Stories about law firms asking their future trainees to defer their start dates have dominated The Lawyer’s student website Lawyer2B.com in recent weeks. Barely a week has passed without at least one firm conceding it has asked future trainees to push back their start dates.
Thankfully, those trainees who have agreed to defer are being offered relatively generous cash handouts of between £3,000 and £11,000. And in most cases the payments have come without any strings attached.
Unfortunately, though, trainees who were expecting to join Midlands-based Shoosmiths have not been as lucky. As first reported by TheLawyer.com last month (30 March), Shoosmiths became the first major law firm to take the dramatic step of withdrawing training contracts. The firm wants half of its 20-strong 2009 intake to push back their start dates for either one or two years and is also offering candidates the option to withdraw.
Trainees had until 6 April to decide whether to defer or withdraw and it is understood that, as there were not enough volunteers, the firm is now looking at making deferrals compulsory.
The firm wrote to trainees last Friday (17 April) with details of the new arrangement.
The story sparked outrage in the student community, but the decision by the Solicitors Regulation Authority (SRA) not to intervene prompted a deluge of emails from TheLawyer.com users.
Lawyer2B.com contacted the SRA earlier this month to ask what rights trainees who are in a similar predicament to those at Shoosmiths have.

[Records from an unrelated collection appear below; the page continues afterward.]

PR #678, opened 2023-11-16
ZKUI-390: Prepare all the mutation needed for Veeam

ChengYanJin:


src/js/mutations.ts
```diff
@@ -0,0 +1,143 @@
...
+
+// const roleArn = `arn:aws:iam::${accountId}:role/storage-manager-role`;
+const useAssumeRoleMutation = () => {
+  const { getQuery } = useAssumeRoleQuery();
+  return useMutation({
+    mutationFn: (roleArn: string) => getQuery(roleArn).queryFn(),
+    onSuccess(_, variables) {
+      setRoleArnStored(variables);
+    },
+  });
```
JBWatenbergScality: I would useSetAssumeRole instead and return setRole among with it's result, also I would make setRole return the mutation object (without the mutate method, which would be replaced by the setRole one).

JBWatenbergScality (approved):
LGTM !!!

PR #711, opened 2023-12-15
ZKUI-426 // Polishing ui

hervedombya:


src/react/ui-elements/Veeam/VeeamSkipModal.tsx
```diff
@@ -0,0 +1,54 @@
...
+  exitAction: () => void;
+  modalContent: JSX.Element;
+  title?: string;
+};
+
+const ModalContent = styled.div`
+  max-width: 30rem;
+`;
+
+export const VeeamSkipModal = ({
```
JBWatenbergScality, line 17: nit: Maybe we should add a test to make sure this confirm modal is opened when clicking on `Skip Use case configuration `

hervedombya: Done in f00d1b3fc0b1d110e9937196d6dd4f490010f362

JBWatenbergScality (approved):
LGTM !

PR #713, opened 2023-12-19
Improvement/zk UI 430- removing defaultTheme and brand

JeanMarcMilletScality:


src/types/styled.ts
```diff
@@ -1,80 +1,7 @@
...
-      backgroundLevel4: string;
-      textPrimary: string;
-      textSecondary: string;
-      textTertiary: string;
-      textReverse: string;
-      textLink: string;
-    };
-  }
+  // eslint-disable-next-line @typescript-eslint/no-empty-interface
+  export interface DefaultTheme extends CoreUITheme {}
```
JBWatenbergScality: Do we really need this one ? Can't we inherit from the one defined in core ui ?

JBWatenbergScality (approved):
LGTM !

We were not expecting the regulator to say that it is planning to lead a class action on behalf of the trainees, but nor did we think that it was going to say the following: “The SRA sympathises with the disappointment felt by trainees who are faced with having to defer – or in some cases even lose – their training contracts due to the economic downturn. However, unfortunately this is an employment issue and as such falls outside the remit of our regulatory role.”
Most of the comments side with the trainees. One poster asks why, if the SRA is not prepared to assist in a matter that is so important to aspiring lawyers, should students be required to pay a membership fee?
“The SRA should intervene otherwise what is the point in being a student member of the SRA?” posts the reader. “Also, what is the point in them providing guidelines for the recruitment of trainees?”
Another poster writes: “[The] SRA are happy to intervene in the free market for recruitment to help prevent trainees messing firms around, but when the shoe is on the other foot they are suddenly rendered helpless.”
But a handful of posters did rally behind the SRA, including one who writes: “Why would people expect the SRA to become involved? The SRA is not expected to intervene in the redundancies that are taking place at the moment, as this is also an employment law issue.”
With the SRA claiming that it has no powers to help, disgruntled trainees will have to turn to employment law if they want to sue their future employers. Leading employment lawyer and Dawsons partner Jo Keddie claims that firms that are deferring trainees are exposing themselves to claims for damages for the period of deferral.
“If a firm seeks to withdraw a training contract for no reasonable or legal reason, the hapless trainee could be exposed to two years’ loss and significant uncertainty regarding their career, which will have stalled through no fault of their own,” explains Keddie.
But as a number of TheLawyer.com users warn, any decision to sue a future employer should not be taken lightly, as it may result in career suicide.
As one poster puts it: “Suing your prospective employer for breach of contract will have more of a detrimental effect on your career than building on any goodwill by deferring. My advice would be to think long and hard before refusing to defer – rather than the other way round!”